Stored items
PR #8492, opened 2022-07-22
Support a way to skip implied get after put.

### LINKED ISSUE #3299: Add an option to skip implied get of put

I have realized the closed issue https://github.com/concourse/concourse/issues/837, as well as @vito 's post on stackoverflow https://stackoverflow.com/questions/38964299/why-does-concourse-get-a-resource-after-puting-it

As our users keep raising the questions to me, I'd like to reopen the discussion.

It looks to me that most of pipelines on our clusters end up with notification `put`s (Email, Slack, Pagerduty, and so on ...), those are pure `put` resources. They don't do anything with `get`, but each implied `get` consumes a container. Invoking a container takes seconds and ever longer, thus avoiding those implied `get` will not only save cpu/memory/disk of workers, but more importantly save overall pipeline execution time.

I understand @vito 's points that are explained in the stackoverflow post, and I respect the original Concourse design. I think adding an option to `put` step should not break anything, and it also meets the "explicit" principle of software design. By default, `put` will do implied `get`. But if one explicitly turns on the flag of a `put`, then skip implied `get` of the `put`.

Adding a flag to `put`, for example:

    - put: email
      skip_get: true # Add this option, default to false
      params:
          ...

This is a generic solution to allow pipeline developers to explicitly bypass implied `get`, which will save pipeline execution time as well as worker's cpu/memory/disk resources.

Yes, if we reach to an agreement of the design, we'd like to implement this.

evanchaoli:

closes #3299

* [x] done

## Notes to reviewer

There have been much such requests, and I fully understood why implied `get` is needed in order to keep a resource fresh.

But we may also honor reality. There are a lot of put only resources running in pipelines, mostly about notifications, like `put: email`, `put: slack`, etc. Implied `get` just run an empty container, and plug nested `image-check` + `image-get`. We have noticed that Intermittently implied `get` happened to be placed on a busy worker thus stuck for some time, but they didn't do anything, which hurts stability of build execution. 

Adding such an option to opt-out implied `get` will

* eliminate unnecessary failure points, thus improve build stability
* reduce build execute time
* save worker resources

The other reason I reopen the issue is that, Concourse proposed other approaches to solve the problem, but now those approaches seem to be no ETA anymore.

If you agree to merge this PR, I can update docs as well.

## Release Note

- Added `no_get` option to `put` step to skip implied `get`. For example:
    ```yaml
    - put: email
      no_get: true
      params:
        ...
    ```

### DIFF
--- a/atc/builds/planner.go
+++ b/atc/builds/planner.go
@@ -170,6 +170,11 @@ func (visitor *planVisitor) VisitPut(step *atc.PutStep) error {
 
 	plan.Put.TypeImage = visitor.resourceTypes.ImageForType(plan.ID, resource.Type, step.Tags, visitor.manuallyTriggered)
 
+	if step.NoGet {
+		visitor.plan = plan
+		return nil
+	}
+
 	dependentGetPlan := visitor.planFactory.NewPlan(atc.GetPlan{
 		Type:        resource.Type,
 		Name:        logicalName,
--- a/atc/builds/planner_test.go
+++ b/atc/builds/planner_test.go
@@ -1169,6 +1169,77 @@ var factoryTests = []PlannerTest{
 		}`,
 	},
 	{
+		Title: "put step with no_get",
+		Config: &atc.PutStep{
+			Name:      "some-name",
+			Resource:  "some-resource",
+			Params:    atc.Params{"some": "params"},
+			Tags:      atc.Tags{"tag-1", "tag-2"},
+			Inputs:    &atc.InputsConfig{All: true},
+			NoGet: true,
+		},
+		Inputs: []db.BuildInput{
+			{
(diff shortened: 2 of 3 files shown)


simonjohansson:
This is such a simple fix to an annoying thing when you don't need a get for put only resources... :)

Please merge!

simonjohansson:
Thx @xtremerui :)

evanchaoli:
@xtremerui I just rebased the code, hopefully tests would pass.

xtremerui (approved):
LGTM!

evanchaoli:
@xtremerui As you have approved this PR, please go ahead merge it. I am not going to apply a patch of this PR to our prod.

--

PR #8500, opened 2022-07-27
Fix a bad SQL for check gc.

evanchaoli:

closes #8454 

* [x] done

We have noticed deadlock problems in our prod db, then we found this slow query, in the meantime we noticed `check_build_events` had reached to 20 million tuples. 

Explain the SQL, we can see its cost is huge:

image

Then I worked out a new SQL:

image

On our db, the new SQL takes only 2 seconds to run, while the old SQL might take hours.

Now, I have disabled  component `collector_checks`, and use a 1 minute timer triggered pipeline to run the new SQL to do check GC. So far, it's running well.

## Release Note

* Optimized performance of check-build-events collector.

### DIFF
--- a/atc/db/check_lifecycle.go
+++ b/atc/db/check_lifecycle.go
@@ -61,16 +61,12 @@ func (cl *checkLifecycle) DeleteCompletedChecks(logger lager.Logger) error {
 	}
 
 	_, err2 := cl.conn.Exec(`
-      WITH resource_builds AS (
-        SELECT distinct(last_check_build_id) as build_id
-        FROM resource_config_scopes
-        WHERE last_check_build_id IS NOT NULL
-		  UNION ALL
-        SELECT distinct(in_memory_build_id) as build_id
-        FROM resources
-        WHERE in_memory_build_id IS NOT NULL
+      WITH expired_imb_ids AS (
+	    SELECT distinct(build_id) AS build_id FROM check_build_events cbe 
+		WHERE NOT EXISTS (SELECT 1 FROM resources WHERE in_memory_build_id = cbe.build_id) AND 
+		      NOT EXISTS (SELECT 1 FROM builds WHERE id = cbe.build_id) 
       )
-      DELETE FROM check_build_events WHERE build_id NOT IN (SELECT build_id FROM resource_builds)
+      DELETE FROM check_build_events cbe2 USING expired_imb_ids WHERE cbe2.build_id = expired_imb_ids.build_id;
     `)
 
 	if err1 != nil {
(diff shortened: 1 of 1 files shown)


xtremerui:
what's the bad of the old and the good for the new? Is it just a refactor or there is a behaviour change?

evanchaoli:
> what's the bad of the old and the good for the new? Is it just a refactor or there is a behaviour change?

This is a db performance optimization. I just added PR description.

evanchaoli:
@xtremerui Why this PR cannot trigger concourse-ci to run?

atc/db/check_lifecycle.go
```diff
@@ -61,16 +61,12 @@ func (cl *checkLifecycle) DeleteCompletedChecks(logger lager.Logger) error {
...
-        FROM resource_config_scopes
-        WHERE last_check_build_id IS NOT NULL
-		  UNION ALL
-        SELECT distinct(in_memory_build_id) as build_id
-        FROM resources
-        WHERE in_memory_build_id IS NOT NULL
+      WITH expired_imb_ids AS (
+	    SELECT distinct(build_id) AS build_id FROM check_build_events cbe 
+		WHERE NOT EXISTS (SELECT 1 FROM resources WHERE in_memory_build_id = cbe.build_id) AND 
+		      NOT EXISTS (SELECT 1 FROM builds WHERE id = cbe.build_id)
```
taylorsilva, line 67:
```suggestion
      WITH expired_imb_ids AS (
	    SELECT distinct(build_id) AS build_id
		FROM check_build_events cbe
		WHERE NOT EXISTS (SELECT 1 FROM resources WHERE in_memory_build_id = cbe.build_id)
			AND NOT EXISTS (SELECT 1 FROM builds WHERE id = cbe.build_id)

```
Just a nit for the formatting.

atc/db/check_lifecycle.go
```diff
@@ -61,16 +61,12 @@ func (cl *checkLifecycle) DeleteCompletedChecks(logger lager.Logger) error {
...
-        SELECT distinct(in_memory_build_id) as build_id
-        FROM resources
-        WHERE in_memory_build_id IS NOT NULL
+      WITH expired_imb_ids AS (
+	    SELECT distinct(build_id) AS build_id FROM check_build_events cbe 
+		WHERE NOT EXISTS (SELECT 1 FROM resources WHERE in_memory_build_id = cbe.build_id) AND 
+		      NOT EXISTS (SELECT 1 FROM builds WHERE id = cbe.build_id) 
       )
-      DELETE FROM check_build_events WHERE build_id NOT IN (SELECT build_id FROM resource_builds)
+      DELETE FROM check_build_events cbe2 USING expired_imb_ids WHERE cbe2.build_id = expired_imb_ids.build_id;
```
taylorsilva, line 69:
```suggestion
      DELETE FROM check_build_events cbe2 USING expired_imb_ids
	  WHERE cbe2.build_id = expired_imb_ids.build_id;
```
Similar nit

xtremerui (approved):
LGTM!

* * *

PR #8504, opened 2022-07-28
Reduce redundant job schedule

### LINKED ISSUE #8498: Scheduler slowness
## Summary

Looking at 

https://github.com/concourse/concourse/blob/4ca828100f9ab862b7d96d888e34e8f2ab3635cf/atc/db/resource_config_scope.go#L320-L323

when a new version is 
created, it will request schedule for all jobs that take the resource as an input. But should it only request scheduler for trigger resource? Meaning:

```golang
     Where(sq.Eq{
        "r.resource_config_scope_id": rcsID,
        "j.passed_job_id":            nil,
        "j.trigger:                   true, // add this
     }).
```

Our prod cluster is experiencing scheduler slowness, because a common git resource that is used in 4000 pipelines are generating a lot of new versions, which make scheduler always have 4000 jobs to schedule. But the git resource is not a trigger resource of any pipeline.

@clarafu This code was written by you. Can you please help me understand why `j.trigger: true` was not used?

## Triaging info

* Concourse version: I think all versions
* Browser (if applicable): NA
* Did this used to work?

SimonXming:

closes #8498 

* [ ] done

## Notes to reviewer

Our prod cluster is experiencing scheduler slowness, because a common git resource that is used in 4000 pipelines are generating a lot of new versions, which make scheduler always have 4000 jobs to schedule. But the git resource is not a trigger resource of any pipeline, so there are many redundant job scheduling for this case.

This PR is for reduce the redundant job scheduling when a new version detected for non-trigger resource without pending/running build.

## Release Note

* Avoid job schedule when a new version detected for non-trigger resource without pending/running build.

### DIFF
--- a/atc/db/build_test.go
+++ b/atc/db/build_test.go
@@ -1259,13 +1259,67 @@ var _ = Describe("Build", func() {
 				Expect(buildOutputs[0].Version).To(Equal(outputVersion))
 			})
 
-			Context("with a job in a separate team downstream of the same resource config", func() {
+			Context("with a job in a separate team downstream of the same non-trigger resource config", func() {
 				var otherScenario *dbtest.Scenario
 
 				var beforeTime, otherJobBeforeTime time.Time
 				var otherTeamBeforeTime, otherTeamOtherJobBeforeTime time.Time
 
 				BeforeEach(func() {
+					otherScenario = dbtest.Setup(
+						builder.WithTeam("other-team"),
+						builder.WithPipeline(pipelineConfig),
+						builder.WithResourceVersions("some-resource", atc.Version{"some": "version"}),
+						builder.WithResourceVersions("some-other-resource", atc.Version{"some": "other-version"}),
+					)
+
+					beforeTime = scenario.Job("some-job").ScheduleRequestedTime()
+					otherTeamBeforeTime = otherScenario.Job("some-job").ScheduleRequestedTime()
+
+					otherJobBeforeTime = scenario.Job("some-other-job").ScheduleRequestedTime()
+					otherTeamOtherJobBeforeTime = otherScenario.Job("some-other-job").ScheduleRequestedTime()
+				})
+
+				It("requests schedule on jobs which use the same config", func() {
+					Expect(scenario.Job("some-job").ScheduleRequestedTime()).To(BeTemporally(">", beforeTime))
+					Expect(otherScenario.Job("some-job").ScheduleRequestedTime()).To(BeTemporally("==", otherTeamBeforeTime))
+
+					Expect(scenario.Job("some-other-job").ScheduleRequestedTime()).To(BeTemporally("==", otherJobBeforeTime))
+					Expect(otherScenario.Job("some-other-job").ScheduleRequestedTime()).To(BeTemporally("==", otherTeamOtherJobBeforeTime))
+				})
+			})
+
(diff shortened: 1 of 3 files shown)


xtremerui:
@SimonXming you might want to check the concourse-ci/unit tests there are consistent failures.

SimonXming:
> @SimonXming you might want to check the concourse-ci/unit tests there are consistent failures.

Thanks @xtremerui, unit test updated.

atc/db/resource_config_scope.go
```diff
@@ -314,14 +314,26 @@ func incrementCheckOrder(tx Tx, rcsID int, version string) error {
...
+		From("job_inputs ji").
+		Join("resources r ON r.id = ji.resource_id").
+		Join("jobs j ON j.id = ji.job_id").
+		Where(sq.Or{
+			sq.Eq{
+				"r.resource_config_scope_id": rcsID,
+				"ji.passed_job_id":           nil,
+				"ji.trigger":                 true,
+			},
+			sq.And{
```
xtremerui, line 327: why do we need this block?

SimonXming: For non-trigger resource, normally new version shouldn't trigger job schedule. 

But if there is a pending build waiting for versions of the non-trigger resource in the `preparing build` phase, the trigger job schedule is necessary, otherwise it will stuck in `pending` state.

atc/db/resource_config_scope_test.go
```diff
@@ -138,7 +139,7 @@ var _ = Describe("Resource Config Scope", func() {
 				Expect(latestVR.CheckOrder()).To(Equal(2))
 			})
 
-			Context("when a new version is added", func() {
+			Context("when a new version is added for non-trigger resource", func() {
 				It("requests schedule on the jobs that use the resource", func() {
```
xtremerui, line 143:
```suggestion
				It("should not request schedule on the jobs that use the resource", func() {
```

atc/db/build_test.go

TASK OBJECTIVE » Print, without alteration, only the lines above between the one holding "PR #8492, opened 2022-07-22" and the one holding "It looks to", inclusive.

SOLUTION BELOW »
PR #8492, opened 2022-07-22
Support a way to skip implied get after put.

### LINKED ISSUE #3299: Add an option to skip implied get of put

I have realized the closed issue https://github.com/concourse/concourse/issues/837, as well as @vito 's post on stackoverflow https://stackoverflow.com/questions/38964299/why-does-concourse-get-a-resource-after-puting-it

As our users keep raising the questions to me, I'd like to reopen the discussion.

It looks to me that most of pipelines on our clusters end up with notification `put`s (Email, Slack, Pagerduty, and so on ...), those are pure `put` resources. They don't do anything with `get`, but each implied `get` consumes a container. Invoking a container takes seconds and ever longer, thus avoiding those implied `get` will not only save cpu/memory/disk of workers, but more importantly save overall pipeline execution time.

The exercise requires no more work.